-- PROVIDED DATA follows --

PR #4014, opened 2020-01-14
CA-325582 backport to 7.1 CU2

lippirk:
To help avoid memory usage growing in xcp-rrdd, we delete SR metrics whenever an SR is forgotten or destroyed

### DIFF
--- a/ocaml/xapi/xapi_sr.ml
+++ b/ocaml/xapi/xapi_sr.ml
@@ -271,12 +271,8 @@ let create  ~__context ~host ~device_config ~(physical_size:int64) ~name_label ~
   sr_ref
 
 let assert_all_pbds_unplugged ~__context ~sr =
-  let any_pbds_attached_to_sr = Db.PBD.get_all_records ~__context
-  |> List.exists (fun (_ref, pbd) ->
-      pbd.API.pBD_SR = sr && pbd.API.pBD_currently_attached)
-  in
-
-  if any_pbds_attached_to_sr then
+  let pbds = Db.SR.get_PBDs ~__context ~self:sr in
+  if List.exists (fun self -> Db.PBD.get_currently_attached ~__context ~self) pbds then
     raise (Api_errors.Server_error(Api_errors.sr_has_pbd, [ Ref.string_of sr ]))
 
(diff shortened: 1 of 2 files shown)


lippirk:
should go it at the same time as https://github.com/xapi-project/xcp-rrdd/pull/109

the fixups contain work that was done to make the cherry picks compile (aside from merge conflicts)

lindig:
This fixups are adding functionality that are part of the standard library today. These are looking good and I would not squash them.

psafont:
I'm not sure about the value of adding code to add missing functions in Ocaml 4.02, it's something additional to keep track of as it will get sprinkled around the code in each backport, leading to code duplication. The alternative is like we're doing now, translate the idioms to the old ways. We can discuss about this.

edwintorok:
There are various projects/"shims" that allow you to use new OCaml standard library features when having an old compiler. We could import one of those into xs-opam for Havana and save us the extra effort for backporting.

edwintorok:
http://opam.ocaml.org/packages/stdcompat/ tries to backport everything and is fairly large (I'd configure it with --disable-magic, I don't trust Obj.magic much...)

There are more targeted backports:
http://opam.ocaml.org/packages/stdlib-shims/ is for Pervasives -> Stdlib.
http://opam.ocaml.org/packages/seq/seq.0.2.2/ is for Seq (but you'd be missing the List.of_seq, etc. so not very useful on its own)

lippirk:
as discussed yesterday, i have moved the extra utils to stdext (apart from `is_suffix`, since this is pretty much an alias for `endswith`)

ocaml/xapi/xapi_sr.ml
```diff
@@ -354,13 +361,13 @@ let maybe_copy_sr_rrds ~__context ~sr =
    each PBD got unplugged. *)
 let unload_metrics_from_memory ~__context ~sr =
   let short_uuid = String.sub (Db.SR.get_uuid ~__context ~self:sr) 0 8 in
-  let is_sr_metric = Astring.String.is_suffix ~affix:short_uuid in
```
psafont: I'd prefer using directly `endswith` here for the single use, there's less scaffolding code and the translation is very easy to understand.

-- PROVIDED DATA concluded --

WORK REQUIRED | Could you return every line from the entries above in which the string "fixups" occurs?

TASK ANSWER |
the fixups contain work that was done to make the cherry picks compile (aside from merge conflicts)
This fixups are adding functionality that are part of the standard library today. These are looking good and I would not squash them.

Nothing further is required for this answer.